# What is being asked
Pull every line containing the word "adding" from the records.

======== Available data

Issue #1793, opened 2023-01-09
Add data stores for each trace provider we integrate with via OpenTelemetry Collector


kdhamric:
Currently, the trace data store configuration shows trace providers that we have direct integrations with and has the OpenTelemetry Collector tab for 'all others' that we cannot directly integrate with. We want to add vendors such as Lightstep and NewRelic that we have documented how to connect via the OpenTelemetry collector and show this information on an individual tab.

AC1:
As a user that uses Lightstep, 
I want to be able to see a Lightstep option in the trace data store configuration screeen
And select it and see exactly how to configure the OpenTelemetry collector to enable Lightstep

AC2:
As a user that selected Lightstep as my trace data store,
I want this selection to be respected when I come back to the trace data store configuration screen in the future
And that 'tab' should be selected by default

AC3:
The 'Need more information' link with be specific to the vendor and will go to a specific documentation page
 for each vendor under the 'connecting to data stores' area of our docs (@adnanrahic will be adding those this week)

AC4:
The trace data store configuration screen should be able to handle 15 possible choices in the future without a redesign.

AC5:
Our 'storage/persistence' will need to have new types added to it (NewRelic and Lightstep immediately)

AC6:
Add Lightstep as a configuration choice

AC7:
Add NewRelic as a configuration choice

AC8:
Use custom OTel collector configs for both NewRelic & Lightstep

AC9:
Change CLI to support new work

AC10:
Add New Relic & Lightstep under the Connect to Data Store docs

olha23:
added mockups with 2 options https://www.figma.com/file/LBN4SKVPq3ykegrPKbHT2Y/0.8-0.9-Release-Tracetest?node-id=1337%3A23100&t=I2JbRJQzCfpLJGMB-1

kdhamric:
Lets go with option #2
![image](https://user-images.githubusercontent.com/1385894/211414695-f9d62226-ecfc-4fd1-ae5a-9d53f62b0037.png)

olha23:
added svg icons:

![Image](https://user-images.githubusercontent.com/5725840/211657594-12708b8f-0d61-482d-9935-389574f58f0c.svg)
![Image](https://user-images.githubusercontent.com/5725840/211657593-adbab1d0-8544-42af-8b4f-3211685851df.svg)
![Image](https://user-images.githubusercontent.com/5725840/211657592-37fbe819-d241-4bc7-ae77-84856cc91114.svg)

PR #1815, opened 2023-01-11
feature: adding support for new relic and lighstep

xoscar:
This PR adds support for both new relic and light step to show up as data store options under the settings page.

## Changes

- Updates the UI to show a different input for the list
- Adds new relic and lightstep

## Fixes

- #1793 

## Checklist

- [x] tested locally
- [ ] added new dependencies
- [ ] updated the docs
- [ ] added a test

https://www.loom.com/share/4c289d7351f846029d2521958029a15b


server/model/data_stores.go
```diff
@@ -77,6 +79,8 @@ func DataStoreFromConfig(dsc config.TracingBackendDataStoreConfig) DataStore {
 		ds.Type = openapi.OPEN_SEARCH
 	case signalfx:
 		ds.Type = openapi.SIGNAL_FX
+	case newrelic:
+	case lighstep:
```
jorgeepc, line 83: If you have `newrelic` or `lighstep` in your config file, is this going to change the type to `otlp`? Do we want that behavior?

jorgeepc (commented):
Looks great. I added one question and a minor suggestion: I would put `OpenSearch` and `Elastic` together in the list.

xoscar:
> Looks great. I added one question and a minor suggestion: I would put `OpenSearch` and `Elastic` together in the list.

I added them based on the list from the designs, I'll put them together 😄

server/model/data_stores.go
xoscar: Nice catch, fixed!

jorgeepc (approved):

PR #1835, opened 2023-01-13
Added an example with native Elastic APM agent

michaelhyatt:
This PR adds an example with Elastic APM Nodejs agent and Elastic APM stack.

## Checklist

- [x] tested locally
- [ ] added new dependencies
- [x] updated the docs
- [ ] added a test


michaelhyatt:
I need to make a quick fix for the index name, will re-open it shortly.

PR #120, opened 2018-12-10
Add option to use original image or thumbnail in widget

joshuarrrr:
fixes https://github.com/Parsely/web/issues/8663#issuecomment-445863529

### DIFF
--- a/class-parsely-recommended-widget.php
+++ b/class-parsely-recommended-widget.php
@@ -190,12 +190,14 @@ class Parsely_Recommended_Widget extends WP_Widget {
 		$sort                = ! empty( $instance['sort'] ) ? $instance['sort'] : 'score';
 		$boost               = ! empty( $instance['boost'] ) ? $instance['boost'] : 'views';
 		$personalize_results = ! empty( $instance['personalize_results'] ) ? $instance['personalize_results'] : false;
+		$img_src             = ! empty( $instance['img_src'] ) ? $instance['img_src'] : 'parsely_thumb';
 
 		$instance['return_limit']        = $return_limit;
 		$instance['published_within']    = $published_within;
 		$instance['sort']                = $sort;
 		$instance['boost']               = $boost;
 		$instance['personalize_results'] = $personalize_results;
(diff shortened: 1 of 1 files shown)


joshuarrrr:
Sorry for the relatively large diff - it made sense to make "no image" an option in the `img_src` dropdown, which then meant it could be removed from the display options list, which meant _that_ no longer needed to be a list. Then I also noticed that the layout for widget items wasn't quite right/what I intended.

joshuarrrr:
also note that this settings format change means that this will be a (semi) breaking change, in that users who had display_options configured would need to update the new settings after upgrading. For this reason, it should definitely be a new minor version.

jtotoole:
looks good to me, nice work! only thing to consider is whether it makes sense to add a note regarding the `display_options` issue as part of the settings menu. maybe that's too much UI clutter and it should just be in the release notes, but definitely worth being careful when it comes to any potential reader-facing changes

joshuarrrr:
@jtotoole yeah, agreed that it's prudent to careful with breaking changes. :thinking: 

Maybe it makes sense to leave some of the checking code (for the previous settings) in place/use previous settings to fill the new values. That clutters up the codebase, but I think it's probably safest.

On the other hand any CSS/HTML changes to the widget itself are also potentially breaking...

jtotoole:
Would it make sense to instead set `no_image` via a checkbox, separate from the dropdown, that would default to `False` but would override the value from the `display_options` dropdown when set to `True`? That makes for a slightly less straightforward user experience, but would eliminate the need to make a new selection in that dropdown upon changing versions, and thereby the breaking change worry.

joshuarrrr:
@jtotoole I decided to properly migrate the old fields: see https://github.com/Parsely/wp-parsely/pull/120/commits/5de6743b636f54c91a3a8a826545c56477793820

The good thing with this approach is that it only really does anything the first time after update. Can you take a quick second look?

jtotoole:
ah that's really smart—yeah, seems like the right approach 👍

PR #122, opened 2018-12-14
Add a check to see if the post status is actually public

srtfisher:
- Check if the post status is public, not hard coding to `publish`.

### DIFF
--- a/wp-parsely.php
+++ b/wp-parsely.php
@@ -727,9 +727,10 @@ class Parsely {
 		 * @param bool $is_public Flag if the post status is public.
 		 * @param WP_Post $post Post object.
 		 */
-		$is_public_post_status = apply_filters( 'wp_parsely_is_public_status', get_post_status_object( $post->post_status )->public, $post );
-
-		if ( in_array( get_post_type(), $parsely_options['track_post_types'], true ) && $is_public_post_status ) {
+		if (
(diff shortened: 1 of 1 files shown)


joshuarrrr:
@srtfisher Thanks for the PR! Can you provide a little more context on why you needed this change? I'm just trying to better understand the use case.

srtfisher:
@joshuarrrr the use case we're solving for here is for public post statuses that aren't `publish`. For example, we define a custom post status that works with our editorial workflow and Edit Flow. The post status is `'public' => true` and viewable on the front-end. However the Parse.ly schema isn't being included on the page because the `post_status` is not equal to `publish`.

joshuarrrr:
Perfect, thanks for the explanation - I think we'll need to maintain the existing hard-coded check for backwards compatibility, but agreed that a filter to override the post status makes sense.

srtfisher:
@joshuarrrr okay -- I pushed an update that will check the post status for `publish` specifically but will allow a filter to override that logic. Looks good?

joshuarrrr:
thanks! I'll merge it into the release candidate and take a look.

joshuarrrr:
@srtfisher OK, merged - this will go out as part of 1.14. If there are any other changes that would make it easier for Edit Flow users, feel free to open up issues - we're targeting a substantial re-write and update of this plugin for Q1 2019.

PR #129, opened 2019-02-11
Update to use config-free tracking

joshuarrrr:
Note that we're using this opportunity to automatically migrate most of our customers, so no optional support of the old method.

### DIFF
--- a/parsely-javascript.php
+++ b/parsely-javascript.php
@@ -54,23 +54,6 @@ if ( ! isset( $parsely_options['apikey'] ) || empty( $parsely_options['apikey'] 
 	</script>
 <?php endif; ?>
 
-<div id="parsely-root" style="display: none">
-	<div id="parsely-cfg" data-parsely-site="<?php echo esc_attr( $parsely_options['apikey'] ); ?>"></div>
-</div>
-<script data-cfasync="false">
-	(function (s, p, d) {
-		var h = d.location.protocol, i = p + "-" + s,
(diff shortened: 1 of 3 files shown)


tests/test-wp-parsely.php
```diff
@@ -193,24 +193,7 @@ public function setUp() {
 		);
 		update_option( 'parsely', $option_defaults );
 		self::$parsely_html = <<<PARSELYJS
-<div id="parsely-root" style="display: none">
-	<div id="parsely-cfg" data-parsely-site="blog.parsely.com"></div>
-</div>
-<script data-cfasync="false">
```
hbbtstar: we need to keep the data-cfasync thing, or cloudfront will kablammo our script

parsely-javascript.php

================

# Output for this exercise
 for each vendor under the 'connecting to data stores' area of our docs (@adnanrahic will be adding those this week)
feature: adding support for new relic and lighstep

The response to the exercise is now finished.